PR #10399, opened 2021-12-23
Make mem.Allocator functions generic

locriacyber:
Now the interface functions can be described shorter, like `std.mem.Allocator.AllocFnType(Foo)`.


Vexu:
Closing as stale.

PR #10401, opened 2021-12-23
stage2: make tests/behaviour/void.zig work with c backend

mattyhall:
* fix initialisation of void* fields of structs (initialises to NULL rather than {})
* don't generate fields where the type does not have codegen bits
* in airAlloc generate a void* local if the element type does not have codegen bits

### DIFF
--- a/src/codegen/c.zig
+++ b/src/codegen/c.zig
@@ -302,7 +302,11 @@ pub const DeclGen = struct {
                         else => return dg.fail("TODO float types > 64 bits are not support in renderValue() as of now", .{}),
                     }
                 },
-
+                .Pointer => switch (dg.module.getTarget().cpu.arch.ptrBitWidth()) {
+                    32 => return writer.writeAll("(void *)0xaaaaaaaa"),
+                    64 => return writer.writeAll("(void *)0xaaaaaaaaaaaaaaaa"),
+                    else => unreachable,
+                },
                 else => {
                     // This should lower to 0xaa bytes in safe modes, and for unsafe modes should
                     // lower to leaving variables uninitialized (that might need to be implemented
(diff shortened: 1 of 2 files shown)


andrewrk:
the CI failure will be fixed by running `zig fmt` on your changes :)

mattyhall:
Whoops, thanks! I'm not sure why the new failure has happened unfortunately :(

src/codegen/c.zig
```diff
@@ -302,7 +302,7 @@ pub const DeclGen = struct {
                         else => return dg.fail("TODO float types > 64 bits are not support in renderValue() as of now", .{}),
                     }
                 },
-
+                .Pointer => return writer.writeAll("NULL"),
```
andrewrk, line 305: This is supposed to produce a pointer whose address is 0xaa bytes, not 0 bytes.

src/codegen/c.zig
```diff
@@ -1399,9 +1400,28 @@ fn airAlloc(f: *Function, inst: Air.Inst.Index) !CValue {
...
+        try f.object.dg.writeCValue(writer, local_value);
+        try writer.writeAll(" = (void *)");
+        switch (target.cpu.arch.ptrBitWidth()) {
+            32 => try writer.writeAll("0xaaaaaaaa"),
+            64 => try writer.writeAll("0xaaaaaaaaaaaaaaaa"),
+            else => unreachable,
+        }
+        try writer.writeAll(";\n");
+        return CValue{ .local_ref = local_value.local };
+    }
```
andrewrk, line 1422: There should be no local variable allocated in this case. See the `airAlloc` function in the LLVM backend for inspiration.

andrewrk (changes requested):

andrewrk:
Nice work!

PR #10403, opened 2021-12-23
compiler_rt: add __absvsi2, __absvdi2, __absvti2

matu3ba:
- abs can only overflow, if a == MIN
- comparing the sign change from wrapping addition is branchless
- tests: MIN, MIN+1,..MIN+4, -42, -7, -1, 0, 1, 7..

See #1290


matu3ba:
There is no panic handler for testing panics yet, so I left a TODO.

I tested manually the overflow case and complete range of i32.
And I checked with stage1 compiler the compiler_rt tests.

I have the other overflow cases also done, but I still need to generate test cases (especially for addv, subv and mulv) and the panic handler for testing panics.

[Exercise directions]: In full and without change, transcribe the entries.

[Result of this exercise]:
PR #10399, opened 2021-12-23
Make mem.Allocator functions generic

locriacyber:
Now the interface functions can be described shorter, like `std.mem.Allocator.AllocFnType(Foo)`.


Vexu:
Closing as stale.

PR #10401, opened 2021-12-23
stage2: make tests/behaviour/void.zig work with c backend

mattyhall:
* fix initialisation of void* fields of structs (initialises to NULL rather than {})
* don't generate fields where the type does not have codegen bits
* in airAlloc generate a void* local if the element type does not have codegen bits

### DIFF
--- a/src/codegen/c.zig
+++ b/src/codegen/c.zig
@@ -302,7 +302,11 @@ pub const DeclGen = struct {
                         else => return dg.fail("TODO float types > 64 bits are not support in renderValue() as of now", .{}),
                     }
                 },
-
+                .Pointer => switch (dg.module.getTarget().cpu.arch.ptrBitWidth()) {
+                    32 => return writer.writeAll("(void *)0xaaaaaaaa"),
+                    64 => return writer.writeAll("(void *)0xaaaaaaaaaaaaaaaa"),
+                    else => unreachable,
+                },
                 else => {
                     // This should lower to 0xaa bytes in safe modes, and for unsafe modes should
                     // lower to leaving variables uninitialized (that might need to be implemented
(diff shortened: 1 of 2 files shown)


andrewrk:
the CI failure will be fixed by running `zig fmt` on your changes :)

mattyhall:
Whoops, thanks! I'm not sure why the new failure has happened unfortunately :(

src/codegen/c.zig
```diff
@@ -302,7 +302,7 @@ pub const DeclGen = struct {
                         else => return dg.fail("TODO float types > 64 bits are not support in renderValue() as of now", .{}),
                     }
                 },
-
+                .Pointer => return writer.writeAll("NULL"),
```
andrewrk, line 305: This is supposed to produce a pointer whose address is 0xaa bytes, not 0 bytes.

src/codegen/c.zig
```diff
@@ -1399,9 +1400,28 @@ fn airAlloc(f: *Function, inst: Air.Inst.Index) !CValue {
...
+        try f.object.dg.writeCValue(writer, local_value);
+        try writer.writeAll(" = (void *)");
+        switch (target.cpu.arch.ptrBitWidth()) {
+            32 => try writer.writeAll("0xaaaaaaaa"),
+            64 => try writer.writeAll("0xaaaaaaaaaaaaaaaa"),
+            else => unreachable,
+        }
+        try writer.writeAll(";\n");
+        return CValue{ .local_ref = local_value.local };
+    }
```
andrewrk, line 1422: There should be no local variable allocated in this case. See the `airAlloc` function in the LLVM backend for inspiration.

andrewrk (changes requested):

andrewrk:
Nice work!

PR #10403, opened 2021-12-23
compiler_rt: add __absvsi2, __absvdi2, __absvti2

matu3ba:
- abs can only overflow, if a == MIN
- comparing the sign change from wrapping addition is branchless
- tests: MIN, MIN+1,..MIN+4, -42, -7, -1, 0, 1, 7..

See #1290


matu3ba:
There is no panic handler for testing panics yet, so I left a TODO.

I tested manually the overflow case and complete range of i32.
And I checked with stage1 compiler the compiler_rt tests.

I have the other overflow cases also done, but I still need to generate test cases (especially for addv, subv and mulv) and the panic handler for testing panics.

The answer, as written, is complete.